Saved data entries
[Start of Attachment]

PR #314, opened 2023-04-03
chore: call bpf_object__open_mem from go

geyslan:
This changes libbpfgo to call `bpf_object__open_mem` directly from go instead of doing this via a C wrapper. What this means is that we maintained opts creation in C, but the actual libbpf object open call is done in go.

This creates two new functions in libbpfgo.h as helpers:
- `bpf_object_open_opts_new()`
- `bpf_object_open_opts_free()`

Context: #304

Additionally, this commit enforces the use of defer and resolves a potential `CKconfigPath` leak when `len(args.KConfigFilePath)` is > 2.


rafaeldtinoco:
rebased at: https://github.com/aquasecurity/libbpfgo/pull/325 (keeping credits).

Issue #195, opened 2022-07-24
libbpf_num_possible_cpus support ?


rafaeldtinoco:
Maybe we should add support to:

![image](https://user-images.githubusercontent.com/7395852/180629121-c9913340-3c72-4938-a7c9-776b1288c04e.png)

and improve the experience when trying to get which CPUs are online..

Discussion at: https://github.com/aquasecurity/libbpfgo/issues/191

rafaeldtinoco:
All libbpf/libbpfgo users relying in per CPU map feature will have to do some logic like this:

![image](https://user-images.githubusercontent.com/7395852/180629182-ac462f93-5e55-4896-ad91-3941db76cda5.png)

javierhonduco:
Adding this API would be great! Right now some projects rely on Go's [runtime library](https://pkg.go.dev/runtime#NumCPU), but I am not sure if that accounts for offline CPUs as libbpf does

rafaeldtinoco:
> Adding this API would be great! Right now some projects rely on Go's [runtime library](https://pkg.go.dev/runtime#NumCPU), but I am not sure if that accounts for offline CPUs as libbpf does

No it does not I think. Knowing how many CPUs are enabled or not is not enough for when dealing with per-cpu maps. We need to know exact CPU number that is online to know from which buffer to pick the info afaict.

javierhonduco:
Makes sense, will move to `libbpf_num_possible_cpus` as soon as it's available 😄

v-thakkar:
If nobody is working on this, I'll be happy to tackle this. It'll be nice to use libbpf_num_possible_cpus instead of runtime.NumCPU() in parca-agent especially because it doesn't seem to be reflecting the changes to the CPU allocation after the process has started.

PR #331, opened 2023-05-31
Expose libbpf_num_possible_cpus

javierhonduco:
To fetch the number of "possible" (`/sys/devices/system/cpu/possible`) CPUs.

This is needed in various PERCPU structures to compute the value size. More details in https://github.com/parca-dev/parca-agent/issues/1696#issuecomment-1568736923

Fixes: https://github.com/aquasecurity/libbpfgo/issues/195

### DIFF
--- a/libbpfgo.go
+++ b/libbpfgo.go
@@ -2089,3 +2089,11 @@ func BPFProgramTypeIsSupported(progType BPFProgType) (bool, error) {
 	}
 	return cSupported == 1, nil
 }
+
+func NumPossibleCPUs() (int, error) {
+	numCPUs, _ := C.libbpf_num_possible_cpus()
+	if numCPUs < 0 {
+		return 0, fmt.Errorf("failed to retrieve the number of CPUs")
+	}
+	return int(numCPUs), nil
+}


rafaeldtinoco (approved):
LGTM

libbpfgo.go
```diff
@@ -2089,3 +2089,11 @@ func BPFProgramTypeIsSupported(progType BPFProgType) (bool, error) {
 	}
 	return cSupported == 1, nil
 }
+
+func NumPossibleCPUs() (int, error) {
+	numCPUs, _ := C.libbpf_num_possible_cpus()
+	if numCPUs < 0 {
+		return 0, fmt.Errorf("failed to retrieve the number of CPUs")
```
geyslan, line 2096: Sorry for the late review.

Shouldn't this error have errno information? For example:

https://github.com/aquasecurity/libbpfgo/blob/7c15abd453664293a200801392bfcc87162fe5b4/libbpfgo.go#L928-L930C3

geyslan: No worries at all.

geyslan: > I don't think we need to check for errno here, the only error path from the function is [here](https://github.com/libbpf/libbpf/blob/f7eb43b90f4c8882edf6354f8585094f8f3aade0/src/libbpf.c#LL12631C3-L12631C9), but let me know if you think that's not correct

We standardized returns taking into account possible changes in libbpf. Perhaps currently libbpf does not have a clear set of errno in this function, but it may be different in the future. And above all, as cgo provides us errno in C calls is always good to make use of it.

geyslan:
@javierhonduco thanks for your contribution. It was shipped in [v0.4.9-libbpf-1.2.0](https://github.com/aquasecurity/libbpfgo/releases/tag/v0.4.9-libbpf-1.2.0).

[End of Attachment]

Work task:
All of the entries above are to be written out again exactly.

Exercise solution:
PR #314, opened 2023-04-03
chore: call bpf_object__open_mem from go

geyslan:
This changes libbpfgo to call `bpf_object__open_mem` directly from go instead of doing this via a C wrapper. What this means is that we maintained opts creation in C, but the actual libbpf object open call is done in go.

This creates two new functions in libbpfgo.h as helpers:
- `bpf_object_open_opts_new()`
- `bpf_object_open_opts_free()`

Context: #304

Additionally, this commit enforces the use of defer and resolves a potential `CKconfigPath` leak when `len(args.KConfigFilePath)` is > 2.


rafaeldtinoco:
rebased at: https://github.com/aquasecurity/libbpfgo/pull/325 (keeping credits).

Issue #195, opened 2022-07-24
libbpf_num_possible_cpus support ?


rafaeldtinoco:
Maybe we should add support to:

![image](https://user-images.githubusercontent.com/7395852/180629121-c9913340-3c72-4938-a7c9-776b1288c04e.png)

and improve the experience when trying to get which CPUs are online..

Discussion at: https://github.com/aquasecurity/libbpfgo/issues/191

rafaeldtinoco:
All libbpf/libbpfgo users relying in per CPU map feature will have to do some logic like this:

![image](https://user-images.githubusercontent.com/7395852/180629182-ac462f93-5e55-4896-ad91-3941db76cda5.png)

javierhonduco:
Adding this API would be great! Right now some projects rely on Go's [runtime library](https://pkg.go.dev/runtime#NumCPU), but I am not sure if that accounts for offline CPUs as libbpf does

rafaeldtinoco:
> Adding this API would be great! Right now some projects rely on Go's [runtime library](https://pkg.go.dev/runtime#NumCPU), but I am not sure if that accounts for offline CPUs as libbpf does

No it does not I think. Knowing how many CPUs are enabled or not is not enough for when dealing with per-cpu maps. We need to know exact CPU number that is online to know from which buffer to pick the info afaict.

javierhonduco:
Makes sense, will move to `libbpf_num_possible_cpus` as soon as it's available 😄

v-thakkar:
If nobody is working on this, I'll be happy to tackle this. It'll be nice to use libbpf_num_possible_cpus instead of runtime.NumCPU() in parca-agent especially because it doesn't seem to be reflecting the changes to the CPU allocation after the process has started.

PR #331, opened 2023-05-31
Expose libbpf_num_possible_cpus

javierhonduco:
To fetch the number of "possible" (`/sys/devices/system/cpu/possible`) CPUs.

This is needed in various PERCPU structures to compute the value size. More details in https://github.com/parca-dev/parca-agent/issues/1696#issuecomment-1568736923

Fixes: https://github.com/aquasecurity/libbpfgo/issues/195

### DIFF
--- a/libbpfgo.go
+++ b/libbpfgo.go
@@ -2089,3 +2089,11 @@ func BPFProgramTypeIsSupported(progType BPFProgType) (bool, error) {
 	}
 	return cSupported == 1, nil
 }
+
+func NumPossibleCPUs() (int, error) {
+	numCPUs, _ := C.libbpf_num_possible_cpus()
+	if numCPUs < 0 {
+		return 0, fmt.Errorf("failed to retrieve the number of CPUs")
+	}
+	return int(numCPUs), nil
+}


rafaeldtinoco (approved):
LGTM

libbpfgo.go
```diff
@@ -2089,3 +2089,11 @@ func BPFProgramTypeIsSupported(progType BPFProgType) (bool, error) {
 	}
 	return cSupported == 1, nil
 }
+
+func NumPossibleCPUs() (int, error) {
+	numCPUs, _ := C.libbpf_num_possible_cpus()
+	if numCPUs < 0 {
+		return 0, fmt.Errorf("failed to retrieve the number of CPUs")
```
geyslan, line 2096: Sorry for the late review.

Shouldn't this error have errno information? For example:

https://github.com/aquasecurity/libbpfgo/blob/7c15abd453664293a200801392bfcc87162fe5b4/libbpfgo.go#L928-L930C3

geyslan: No worries at all.

geyslan: > I don't think we need to check for errno here, the only error path from the function is [here](https://github.com/libbpf/libbpf/blob/f7eb43b90f4c8882edf6354f8585094f8f3aade0/src/libbpf.c#LL12631C3-L12631C9), but let me know if you think that's not correct

We standardized returns taking into account possible changes in libbpf. Perhaps currently libbpf does not have a clear set of errno in this function, but it may be different in the future. And above all, as cgo provides us errno in C calls is always good to make use of it.

geyslan:
@javierhonduco thanks for your contribution. It was shipped in [v0.4.9-libbpf-1.2.0](https://github.com/aquasecurity/libbpfgo/releases/tag/v0.4.9-libbpf-1.2.0).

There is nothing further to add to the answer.